Retype the tail of the data exactly, starting at the line containing "source/WinUIXamlMediaData/LoadedImageSurface.cs" and stopping at the last line.
(DATA FOR ANALYSIS)
PR #112, opened 2019-05-16
Add data representation of IRandomAccessStream for use by LoadedImage…

simeoncran:
…Surface.

LoadedImageSurface doesn't actually do anything with IRandomAccessStream yet.
Also tweaked the samples csproj to get rid of a warning.


source/WinUIXamlMediaData/LoadedImageSurface.cs
```diff
@@ -23,6 +24,12 @@ public static LoadedImageSurface StartLoadFromStream(byte[] bytes)
             return new LoadedImageSurface(bytes);
         }
 
+        public static LoadedImageSurface StartLoadFromStream(IRandomAccessStream bytes)
```
plaiMS: >bytes [](start = 81, length = 5)

name it "stream" to be same as real class?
(End DATA FOR ANALYSIS)
## [REPLY]
source/WinUIXamlMediaData/LoadedImageSurface.cs
```diff
@@ -23,6 +24,12 @@ public static LoadedImageSurface StartLoadFromStream(byte[] bytes)
             return new LoadedImageSurface(bytes);
         }
 
+        public static LoadedImageSurface StartLoadFromStream(IRandomAccessStream bytes)
```
plaiMS: >bytes [](start = 81, length = 5)

name it "stream" to be same as real class?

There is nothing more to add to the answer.